II

35 4 0
                                    

Prens Nova için düzenlenecek ziyafet günüydü.

Diğer saray medimeleriyle birlikte erkenden kalmış ve hazırlıklara yardım için Baş Nedimemiz Heira'nın bize uygun gördüğü işleri yapmaya koyulmuştuk. Etrafta tam bir kargaşa hakimdi. Düzenlenen yemek öyle büyük biröolsydı ve öyle çok iş yapılması gerekiyordu ki normalde böyle önemli işlere karıştırmamışmışız küçük Nedime adayları da yardım ediyordu. Daha doğrusu etmeye çabalıyor ama ayak bağından başka bit şey olmuyorlardı. Heira başta bu küçüklerle ilgilenme işini tek başına halletmeye çalışsa da bu girişim Baş Nedimenin küçük çaplı bir sinir kriziyle sonuçlanmış, çözümü bu küçük nedime adaylarını ondan sonraki en üst deneyime sahip nedimelerin kontrolüne vermekte bulmuştu.

Benim kontrolümde de yanılmıyorsam on-on iki tane nedime adayı vardı. Ben, sofra düzeniyle başlamış ardından gelecek asilzadelerin isimlerini yoklamak için işe koyulmuştum. Başlarında bulunduğum kızların her birine masaların yerlerini ve oturacakların isimlerini kontrol etmesi için görevlendirdiğim ve uzun zamandır olgunlaşmamış çocukların sesinden kurtulduğum o kısa zaman dilimini kafamı toplayarak son bir isim listesini kontrol etmeye harcıyordum.
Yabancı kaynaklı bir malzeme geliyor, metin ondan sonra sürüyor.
PR #546, opened 2019-07-01
Fix llvm build on older (10.12 and below) OSX versions

sbc100:
See https://github.com/emscripten-core/emscripten/issues/5418

### DIFF
--- a/src/build.py
+++ b/src/build.py
@@ -815,6 +815,11 @@ def LLVM():
       '-DLLVM_ENABLE_TERMINFO=%d' % (not IsLinux()),
   ])
 
+  if IsMac():
+    # Workaround for https://github.com/kripken/emscripten/issues/5418.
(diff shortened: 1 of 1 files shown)


dschuff:
We could drop support. The OS is 3 years old and according to wikipedia, Apple is dropping support for 10.12 in September of this year. Or we could land this and maybe remove it in September.

sbc100:
I did put that in a comment.   How about we go with this and if it comes up again we can drop.

BTW, how do we pin to a particualar OSX SDK in the OS X build?  IIRC there is a way to set a min ABI version when building on a mac?

dschuff:
IIRC there's a flag -osx-version-min or something like that but I don't think we are using it explicitly. I also don't see it in our mac build output.

sbc100:
I imagine there will be a cmake options that ends up setting this indirectly.

PR #551, opened 2019-07-04
Update tests for indirectbr change

dschuff:


src/test/emwasm_compile_known_gcc_test_failures.txt
```diff
@@ -51,13 +45,10 @@
 
 
 # Computed gotos (but works with bare wasm clang)
-	20041214-1.c O0
-	20071220-1.c
+	20071220-1.c O3
 	20071220-2.c
```
aheejin: Why do we still have computed gotos?

src/test/emwasm_compile_known_gcc_test_failures.txt
```diff
@@ -51,13 +45,10 @@
...
 	990208-1.c # no computed goto, but a blockaddress instruction that we can't select
 
-# Untriaged
-	pr56982.c O3
```
aheejin: This is not a computed goto thing but setjmp fix: #550

src/test/emwasm_compile_known_gcc_test_failures.txt
dschuff: Turns out if you do a blockaddress without an indirectbr the indirectbr lowering pass doesn't lower it away, which makes sense. That still can't really be supported in wasm (e.g. there is no address per se, so no use of the block address other than as a branch target makes sense).

src/test/emwasm_compile_known_gcc_test_failures.txt
```diff
@@ -5,33 +5,30 @@
...
 	20030501-1.c
-	20040302-1.c
 	20040308-1.c
 	20040423-1.c
 	20040520-1.c
 	20041218-2.c
 	20061220-1.c
 	20070919-1.c
-	20071210-1.c
+  20071220-1.c O3
```
aheejin: Oh no I tried to fix the indentation errors by 'resolve conflicts' tool, which didn't show me tabs, and now they are even more unaligned no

Elimdeki yüzü aşkın ismi barındıran listeyle kimin nerede oturacağını bir kez daha kontrol ederken adımın seslenilmesiyle düşüncelerim yarıda kesildi.

"Freya!"

En yakın arkadaşımın sesini tanımak zor olmadı. Sesten yana dönmemle Thalia ise göz göze gelmemiz bir oldu.

"Efendim?"

Uzun elbisesinin eteklerini toparlayarak yanıma gelirken yüzünde mahçup bir ifade vardı. Sonunda iyice yanıma sokulup, büyük ihtimalle masa düzeninin teftişinden dönmüş bir grup küçükten öteye sürüklemeye başladı. Bir yandan da etrafına bakıp duruyordu. Gene bir işler karıştıracağa benziyordu. Sonunda kutlama salonundan çıkıp aşağı, mutfağa ve onun da altındaki mahzene inen merdivenlere geldiğimizde durdu. Yeşil gözlerinde heyecanlı pırıltılar dans etmekteydi. Bana doğru eğildi.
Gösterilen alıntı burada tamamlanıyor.